Make sure to check out my Day 1 and Day 2 hiking recaps if you missed them. More pretty pictures!

For our last day of exploring Zion National Park, we wanted to go out with a bang and tackle one of the park’s more iconic hikes.

We had originally planned on doing Angel’s Landing, because it’s the most famous and is supposed to have one of the most stunning views in the world. It seemed like one of those things you just “have” to do if you visit Zion. But I was sort of dreading it. To be honest, I was too chicken to go. The last half mile up to the top is a very narrow, very uneven climb up the ledge with steep 1,000-ft drop-offs right below your feet and only chains to hold on to. Despite the thousands of people who make this hike without issue, I couldn’t get over my fear of losing my footing and falling and becoming the next statistic. (I’m sure it didn’t help that someone died falling from it a couple weeks before we went and when I Googled Angel’s Landing, that was the first thing that came up…). A thrill-seeker I am not, and hiking isn’t an adrenaline thing for me.

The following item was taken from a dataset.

PR #968, opened 2024-04-11
Make `DisjointMut::index()` safe

rinon:
We were not adding any useful information at the numerous call sites for `index()`, and the safety involved here is thread safety to avoid data races, which we don't require for this application when handling pixel data and other plain data collections. This change makes `index()` a safe function and only requires safety comments for mutable access.

### DIFF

Anyway, we decided to do the Observation Point hike instead. Observation Point is another Zion classic and offers an equally stunning view with at least slightly less risk of plunging to my untimely death. At 8 miles round-trip, it is longer than the Angel’s Landing hike and climbs almost 1,000 feet higher, so it is a more demanding workout. However, it passes through some great and diverse scenery along the way and is some truly good hiking, and I found myself thinking I would have been sad to miss out on it, so away we went!

 

The first half mile ish is on the same trail we took on Day 1 to get to the start of the Hidden Canyon Trail. But instead of taking a right to toward the canyon, we take a left onto the Observation Point Trail for over 3 more miles of hiking up to Observation Point.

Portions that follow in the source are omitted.